I also think that there’s a bit of a skills gap, in terms of the challenges that web archiving can present, as compared to the in-house technical skills at many small organizations. Tools like Archive-It definitely lower the barrier to entry, but still require a certain amount of expertise for troubleshooting and understanding how the tool works. Even as the tools get stronger, the web becomes more and more complex and difficult to capture, so I can’t imagine that it will ever be a totally painless process.

Trevor: You have worked on some very different born-digital collections, processing born-digital materials for StoryCorps in New York and on a TRAC self-audit at ICPSR, one of the most significant holders of social science data sets. While very different kinds of materials, I imagine there are some similarities there too. Could you tell us a bit about what you did and what you learned working for each of these institutions? Further, I would be curious to hear what kinds of parallels or similarities you can draw from the work.

41-580x386

Image of a StoryCorps exhibit at the New Museum which Emily participate in.

Emily: At StoryCorps, I did a lot of hands-on work with incoming interviews and data, so I saw first-hand the amount of effort that goes into making such complex collections discoverable. Their full interviews are not currently available online, but need to be accessible to internal staff. At ICPSR, I was more on the policy side of things, getting an overview of their preservation activities and documenting compliance with the TRAC standard.

StoryCorps and ICPSR are an interesting pair of organizations to compare because there are some striking similarities in the challenges they face in terms of access. The complexity and variety of research data held by ICPSR requires specialized tools and standards for curation, discovery and reuse. Similarly, oral history interviews can be difficult to discover and use without extensive metadata (including, ideally, full transcripts). They’re specialized types of content, and both organizations have to be innovative in figuring out how to preserve and provide access to their collections.

ICPSR has a strong infrastructure and systems for normalizing and documenting the data they ingest, but this work still requires a great deal of human input and quality control. Similarly, metadata for StoryCorps interviews is input manually by staff. I think both organizations have done great work towards finding solutions that work for their individual context, although the tools for providing access to research data seem to have developed faster than those for oral history. I’m hopeful that with tools like Pop Up Archive that will change.

Trevor: Most recently, you’ve played a leadership role in the development of the World Bank’s eArchives project. Could you tell us about this project a little and suggest some of the biggest things you learned from working on it?

Julia Blase and Emily Reynolds present on “Developing Sustainable Digital Archive Systems.” at ALA 2013 Midwinter Meeting.
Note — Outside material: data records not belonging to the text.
PR #1134, opened 2019-09-11
Add codecov integration to semaphore CI

araspitzu:


.semaphore/semaphore.yml
```diff
@@ -1,23 +1,23 @@
...
+        # the cache util. It must be set in all blocks.
+        - name: MAVEN_OPTS
+          value: "-Dmaven.repo.local=.m2"
+      jobs:
+        - name: Build & Test
+          commands:
+            - sem-version java 11
+            - checkout
+            - cache restore maven
+            - mvn scoverage:report && bash <(curl -s https://codecov.io/bash)
```
pm47: Is it possible to put this on the next line?
```
- mvn scoverage:report
- bash <(curl -s https://codecov.io/bash)
```

araspitzu: I already tried it in 7756c5e but it doesn't work (codecov upload was executed but the report wasn't pushed on the PR)

pm47:
Looking at the last build report I see:

```
-> Pinging Codecov
https://codecov.io/upload/v4?package=bash-8a28df4&token=secret&branch=semaphore_codecov&commit=0e390c5ab6d533bd542041596d5f699f1b9ba195&build=&build_url=&name=&tag=&slug=ACINQ%2Feclair&service=semaphore&flags=&pr=&job=
HTTP 400
Please provide the repository token to upload reports via `-t :repository-token`
```

araspitzu:
Turns out the token is not required for public projects **if** they're using a CI service from a certain list and semaphore isn't in the list.

pm47:
Shouldn't that token have been put in the "semaphore secrets"? Not sure how sensitive it is.

araspitzu:
It's certainly better to put it in the secrets, although the codecov token doesn't allow to commit or change code but only to upload coverage reports (still bad).

PR #1135, opened 2019-09-12
Drop support for Java 8

pm47:
We already have Java 7 (for Android) and Java 11. Supporting Java 8
would require crossbuilding, which we are not doing (two recent PRs
broke the build on Java 8).

### DIFF
--- a/BUILD.md
+++ b/BUILD.md
@@ -6,8 +6,6 @@
 - [Maven](https://maven.apache.org/download.cgi) 3.6.0 or newer
 - [Docker](https://www.docker.com/) 18.03 or newer (optional) if you want to run all tests
 
-:warning: You can also use [Oracle JDK 1.8](http://www.oracle.com/technetwork/java/javase/downloads/jdk8-downloads-2133151.html) to build and run eclair, but we recommend you use OpenJDK 11.
-
 ## Build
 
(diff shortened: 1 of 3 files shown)


sstone:
LGTM, just one question: how does it interact with GraalVM ? (I thought that you had to use Oracle JDK8 to build for GraalVM)

pm47:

Photo by Jaime McCurry.

Emily: The eArchives program is an effort to digitize the holdings of the World Bank Group Archives that are of greatest interest to researchers. We don’t view our digitization as a preservation action (only insofar as it reduces physical wear and tear on the records), and are primarily interested in providing broader access to the records for our international user base. We’ve scanned around 1500 folders of records at this point, prioritizing records that have been requested by researchers and cleared for public disclosure through the World Bank’s Access to Information Policy.

The project has also included a component of improving the accessibility of digitized records and archival finding aids. We are in the process of launching a public online finding aid portal, using the open-source Access to Memory (AtoM) platform, which will contain the archives’ ISAD(G) finding aids as well as links to the digitized materials. Previously, the finding aids were contained in static HTML pages that needed to be updated manually; soon, the AtoM database will sync regularly with our internal description database. This is going to be a huge upgrade for the archivists, in terms of reducing duplication of work and making their efforts more visible to the public.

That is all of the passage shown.